Beispiel 1: Die Gaslobby hat in der Debatte um das Heizgesetz ganz auf das Heizen mit Wasserstoff gesetzt, um Heizen mit Gas eine Hintertür zu öffnen. Ihre Erzählung: Heizen mit Wasserstoff sei angeblich klimafreundlich und könne den Weiterbetrieb der bestehenden Gasinfrastruktur ermöglichen. Doch das ist höchst irreführend: Laut Expert:innenmeinung ist das Heizen mit Wasserstoff viel zu teuer und ineffizient, zudem wird der tatsächlich klimaneutrale Wasserstoff aus erneuerbaren Energien kaum zur Verfügung stehen. Um sich das schönzureden, greifen die größten Gaslobby-Verbände auf Studien zurück, die von der Gasindustrie beauftragt und finanziert wurden. 

Beispiel 2: Die Gasindustrie bindet gezielt zentrale Energiepolitiker und Stadtwerke in ihre Lobbystrategien ein. So ist beispielsweise der SPD-Abgeordnete Andreas Rimkus ein viel gefragter Redner auf Lobbyveranstaltungen zum Thema Wasserstoff, so etwa beim Lobbyforum H2vorOrt. Rimkus ist Wasserstoff-Beauftragter der SPD-Bundestagsfraktion und hat an führender Stelle das Heizungsgesetz mitverhandelt – da wundert es kaum, wenn die unrealistische und viel zu teure Option auf Heizen mit Wasserstoff nun in den Entwurf des Heizungsgesetzes aufgenommen wurde.
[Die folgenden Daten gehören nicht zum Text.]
PR #4100, opened 2023-06-01
Prototype to export Prometheus metrics

luluz66:
Expose /api/v1/metrics HTTP endpoint, which allows the customer to scrape the
Buildbuddy metrics with a Prometheus scraper when they add the following to
scrape_configs:
```
  - job_name: buildbuddy-exported
    authorization:
      type: "x-buildbuddy-api-key"
      credentials: <buildbuddy-api-key>
    metrics_path: "/api/v1/metrics"
    static_configs:
      - targets: ["host.docker.internal:8080"]
```

1. Added an interceptor to set `x-buildbuddy-api-key` header from the
   authorization header set by the Prometheus scraper. After that,
   the bb server will authenticate normally with `x-buildbuddy-api-key`.
2. Added `bbMetricsCollector` which implements `prometheus.Collector`
   interface. This collector is responsible for querying promQL to get the
   metrics for a given group ID; and converts to the Prometheus Metrics.
3. Added a registry manager which gets or create a registry per group
   ID. We uses the `promhttp.HandlerFor(..)` method to convert the metrics
   registered with the registry to plain text format that is parseable by
   the Prometheus scraper.
4. Added `GroupID` label to `metrics.InvocationCount`. Added the logic to set group id from the context in FinalizeInvocation. 

Future Improvement:
   - we could cache the promQL result in the Redis for 10 seconds; and
     serve the result from cache to mitigate the case where the customer
     scrape the metrics too often.

**Related issues**: N/A


server/build_event_protocol/build_event_handler/build_event_handler.go
```diff
@@ -814,6 +814,13 @@ func (e *EventChannel) FinalizeInvocation(iid string) error {
 	if err != nil {
 		return err
 	}
+	auth := e.env.GetAuthenticator()
+	userInfo, err := auth.AuthenticatedUser(e.ctx)
+	groupID := ""
+	if err == nil {
+		groupID = userInfo.GetGroupID()
+	}
+	ti.GroupID = groupID
```
luluz66, line 823: are there going to be edge cases where the group id is not set in the context? maybe it's safer to record the group id in the metrics but not updating the field in the db.

enterprise/server/backends/prom/prom.go
```diff
@@ -0,0 +1,143 @@
...
+		return status.InternalErrorf("failed to configure prom querier: %s", err)
+	}
+	env.SetPromQuerier(q)
+
+	m := newMetricsGroupRegistry(env)
+	env.SetMetricsGroupRegistries(m)
+	return nil
+}
+
+func (m *metricsGroupRegistryManager) GetOrCreateRegistry(groupID string) (*prometheus.Registry, error) {
```
tylerwilliams, line 74: I don't know what the overhead is for a registry -- but if Registry is going to call collector.Collect any time metrics are scraped then is there any value in holding on to the Registry object between requests?

(especially given that subsequent requests are very likely to hit another server)

Could you instead dynamically create a Registry when the scape endpoint is hit, calling your collector (which hopefully hits cached data some of the time)

enterprise/server/backends/prom/prom.go
```diff
@@ -0,0 +1,143 @@
...
+		registryByGroupID: sync.Map{},
+	}
+}
+
+func Register(env environment.Env) error {
+	q, err := newQuerier()
+	if err != nil {
+		return status.InternalErrorf("failed to configure prom querier: %s", err)
+	}
+	env.SetPromQuerier(q)
```
tylerwilliams, line 67: this I understand caching since it's a connection to prometheus

server/build_event_protocol/build_event_handler/build_event_handler.go
tylerwilliams: this feels like a little bit of a weird place to be doing this -- I'd expect we have groupID already in hand when we validate the context at the start of the invocation. Maybe we just need to hold on to it in the channel or something?

server/http/interceptors/interceptors.go
```diff
@@ -106,6 +106,18 @@ func Authenticate(env environment.Env, next http.Handler) http.Handler {
...
+		authHeader := r.Header.Get("Authorization")
+		// cannot use auth.APIKeyHeader because of circular dependency
+		apiKey := strings.TrimPrefix(authHeader, "x-buildbuddy-api-key ")
+		if apiKey != "" && r.Header.Get("x-buildbuddy-api-key") == "" {
+			r.Header.Set("x-buildbuddy-api-key", apiKey)
+		}
+		next.ServeHTTP(w, r)
+	})
+}
+
```
tylerwilliams, line 120: maybe a cleaner way to do this would be to accept an API key set as a bearer token in AuthenticatedHTTPContext -- so if someone made an HTTP request to use with:

`header: Authorization <api_key_key>`

We'd do the right thing.

tylerwilliams (commented):
Overall this looks really cool and not nearly as gnarly as you made me think it would be :)

My comments are basically about: trying to simplify some APIs a little bit (auth, env registry stuff), and then exploring caching or adding a rate limit so that it's not possible for any external scraper to DOS our prom server.

server/http/interceptors/interceptors.go
luluz66: Done. I added the support in AuthenticatedHTTPContext to support

`header: Authorization: x-buildbuddy-api-key <api_key>`

I chose to use x-buildbuddy-api-key, so that in the future if we ever want to use bearer token for HTTP we won't have a problem

enterprise/server/backends/prom/prom.go
luluz66: Done. I don't think NewRegistry() itself has any overhead. However reg.Register(collector) has some overhead as it is trying to validate the collector.

server/build_event_protocol/build_event_handler/build_event_handler.go
luluz66: I implemented a function getGroupIDForMetrics similar to what we did in execution server ([code](https://github.com/buildbuddy-io/buildbuddy/blob/83d8cbe404d069d193236dedf35d6654dc430973/enterprise/server/remote_execution/execution_server/execution_server.go#L743)). So that we are not updating the database.

We validated the group id inside `CreateInvocation` method. So we need to refactor it in order to put it in the channel.

enterprise/server/api/api_server.go
```diff
@@ -38,6 +40,7 @@ var (
 	enableAPI            = flag.Bool("api.enable_api", true, "Whether or not to enable the BuildBuddy API.")
 	enableCache          = flag.Bool("api.enable_cache", false, "Whether or not to enable the API cache.")
 	enableCacheDeleteAPI = flag.Bool("enable_cache_delete_api", false, "If true, enable access to cache delete API.")
+	enableMetricsAPI     = flag.Bool("enable_metrics_api", true, "If true, enable access to metrics API.")
```
vadimberezniker, line 43: should we make this api.enable_metrics_api? I'm not sure why the previous flag does not conform.

enterprise/server/api/api_server.go
```diff
@@ -456,6 +463,42 @@ func (s *APIServer) ServeHTTP(w http.ResponseWriter, r *http.Request) {
...
+}
+
+func (s *APIServer) handleGetMetricsRequest(w http.ResponseWriter, r *http.Request) {
+	if !*enableMetricsAPI {
+		http.Error(w, "API not enabled", http.StatusNotImplemented)
+		return
+	}
+	userInfo, err := s.checkPreconditions(r.Context())
+	if err != nil {
+		log.Errorf("invalid api key to get metrics: %s", err)
```
vadimberezniker, line 477: Do we need to log every invalid key request?

vadimberezniker (approved):

tylerwilliams (approved):
I'm not 100% in love with the auth bearer token stuff but it's def good enough for an MVP :)

PR #4101, opened 2023-06-01
dedupe tags

jdhollen:
**Related issues**: N/A

### DIFF
--- a/server/build_event_protocol/invocation_format/invocation_format.go
+++ b/server/build_event_protocol/invocation_format/invocation_format.go
@@ -48,7 +48,7 @@ func ShortFormatPatterns(patterns []string) string {
 // of tags would be longer than 160 characters, an error is returned.
 func SplitAndTrimAndDedupeTags(tags string, validate bool) ([]*invocation.Invocation_Tag, error) {
 	if len(tags) == 0 {
-		return []*invocation.Invocation_Tag{}, nil
+		return nil, nil
 	}
 	splitTags := strings.Split(tags, ",")
 	totalLength := 0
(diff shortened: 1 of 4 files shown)


server/build_event_protocol/invocation_format/invocation_format.go
```diff
@@ -43,19 +43,21 @@ func ShortFormatPatterns(patterns []string) string {
...
-// and leading whitespace from each tag.  If validate it set to true and the
-// trimmed, comma-separated string containing the tags would be longer than 160
-// characters, an error is returned.
-func SplitAndTrimTags(tags string, validate bool) ([]*invocation.Invocation_Tag, error) {
+// and leading whitespace from each tag.  Duplicate entries are removed. If
+// validate is set to true and the trimmed, comma-separated, and deduped string
+// of tags would be longer than 160 characters, an error is returned.
+func SplitAndTrimAndDedupeTags(tags string, validate bool) ([]*invocation.Invocation_Tag, error) {
 	if len(tags) == 0 {
 		return []*invocation.Invocation_Tag{}, nil
```
tylerwilliams, line 51: I think you can return nil here and go will do the right thing
```suggestion
		return nil, nil
```

tylerwilliams (approved):

server/build_event_protocol/invocation_format/invocation_format.go
jdhollen: Ooo, fun

tylerwilliams (approved):

server/build_event_protocol/invocation_format/invocation_format.go
jdhollen: I don't like the idea of returning nil in one case but not another, but i understand the desire to just give back nil when the user doesn't specify any flags, so i added a little condition to the end of the function to make the case where the list parsed out to empty also return nil.

PR #4105, opened 2023-06-02
workflows/deps: fix building Gazelle from internal repo

sluongng:
We copy deps.bzl into internal repo for every commits.
However, some build patches which only exist the public repo does not
exist in the internal repo.  Moreover, the workspace name of the public
repo is `@buildbuddy//` while the internal repo load it as
`@com_github_buildbuddy_io_buildbuddy//`.

Ensure all patch references come with workspace prefix, which is
provided as an args for `install_buildbuddy_dependencies` macro.

**Related issues**: N/A

### DIFF
--- a/deps.bzl
+++ b/deps.bzl
@@ -323,7 +323,7 @@ def install_buildbuddy_dependencies(workspace_name = "buildbuddy"):
         # TODO: Remove once https://github.com/bazelbuild/bazelisk/pull/396 is
         # upstreamed
         patch_args = ["-p1"],
-        patches = ["//buildpatches:bazelisk.patch"],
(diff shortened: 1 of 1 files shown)


sluongng:
Note that `cd internal && bazel build :gazelle` would only work _after_ the `deps.bzl` file in this PR is copied over to internal. This should happen in a post-merge Github workflow.

If you want to test this PR locally, you would have to do the copy/paste yourself.

siggisim (approved):

siggisim:
Does this mean we can delete the internal buildpatches directory?

sluongng:
yup, let me create a subsequent PR to clean that up.

PR #4225, opened 2023-06-28
action_card: display failureDetail

sluongng:
**Related issues**:

Fixes https://github.com/buildbuddy-io/buildbuddy-internal/issues/2449

### DIFF
--- a/app/target/action_card.tsx
+++ b/app/target/action_card.tsx
@@ -170,6 +170,19 @@ export default class ActionCardComponent extends React.Component<Props, State> {
           </div>
         )}
 
+        {(action?.failureDetail?.message?.length ?? 0) > 0 && (
+          <div className={`card ${this.props.dark ? "dark" : "light-terminal"}`}>
+            <PauseCircle className={`icon rotate-90 ${this.props.dark ? "white" : ""}`} />
+            <div className="content">
+              <TerminalComponent
+                title={<div className="title">Failure Message</div>}
+                value={action?.failureDetail?.message}
+                lightTheme={!this.props.dark}
+              />
+            </div>
+          </div>
+        )}
+
         <div className={`card ${action?.success ? "card-success" : "card-failure"}`}>
           <PlayCircle className="icon" />
           <div className="content">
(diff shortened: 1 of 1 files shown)


sluongng:
question: do we want to display the failure category and code mapping here?
In this particular example, the category + code mapping would be something like this:

```
Spawn failure: REMOTE_CACHE_FAILED (6)
```

See https://github.com/buildbuddy-io/buildbuddy/blob/f635f0927f10279f5c4311ce3a5c7d1a28c05f66/proto/failure_details.proto#L217

We could probably add it in another PR though.

sluongng:
Before

image

How it would look after

image

I wanted to incorporate the enum key in there somehow but was not able to find a nice way to do it. For example, given this and a value of `1`, I would like to get `NON_ZERO_EXIT` key as a string value 🤔.

```typescript
  export namespace Spawn {
    export enum Code {
      SPAWN_UNKNOWN = 0,

      /**
       * See the SpawnResult.Status Java enum for definitions of the following
       * Spawn failure codes.
       */
      NON_ZERO_EXIT = 1,
      TIMEOUT = 2,

      /**
       * Note: Spawn OUT_OF_MEMORY leads to a BUILD_FAILURE exit_code because the
       * build tool itself did not run out of memory.
       */
      OUT_OF_MEMORY = 3,
      EXECUTION_FAILED = 4,
      EXECUTION_DENIED = 5,
      REMOTE_CACHE_FAILED = 6,
      COMMAND_LINE_EXPANSION_FAILURE = 7,
      EXEC_IO_EXCEPTION = 8,
      INVALID_TIMEOUT = 9,
      ...
    }
  }
```

bduffany (approved):
Nice!

> I wanted to incorporate the enum key in there somehow but was not able to find a nice way to do it. For example, given this and a value of 1, I would like to get NON_ZERO_EXIT key as a string value thinking.

If you want to do this (either this PR or a separate one is fine) we have an example here of how to build an inverse mapping from numbers to values: https://github.com/buildbuddy-io/buildbuddy/blob/64f2a9bc25d15b0fe9378fe66f9c30e1a8f098f7/app/invocation/invocation_execution_util.tsx#L10-L12

sluongng:
oh wow... Hmm, I don't know if I want to do that, given that there are multiple categories under failure_details.proto, each having its own enum. 🙈 

I will create a different PR to update the proto first, then perhaps I could narrow things down to 1-2 relevant categories and stick with them.

PR #4230, opened 2023-06-28
Add Pebble Cache to benchmark cache test

luluz66:
Add Pebble Cache and Distributed Pebble Cache to benchmark cache test.

Also change the log level to error. Some warning logs make the benchmark result difficult to read. 
**Related issues**: N/A


vadimberezniker (approved):
Why are there so many warnings? Maybe we could fix them?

Auch der fragwürdige Gaskonzern-Lobbyverband Zukunft Gas spannt Stadtwerke vor seinen Lobby-Karren und macht Druck für das Heizen mit Wasserstoff. 

Beispiel 3: Einer der lautesten Gegner eines schnellen Ausstiegs aus dem Heizen mit Gas war der FDP-Bundestagsabgeordnete Frank Schäffler. Schäffler ist über seine Denkfabrik Prometheus eng mit dem Atlas-Netzwerk verbunden, das in den USA unter anderem mit Unterstützung vom Öl- und Gaskonzern Exxon Stimmung gegen Klimaschutz macht. Schäffler schweigt aber konsequent darüber, wer sein Prometheus-Institut finanziert. Er selbst verharmlost die Klimakrise und nannte sich selbst einen „Klimaskeptiker“. Kein Wunder also, dass er in der Heizdebatte wie ein Sprachrohr der Gaslobby auftrat. 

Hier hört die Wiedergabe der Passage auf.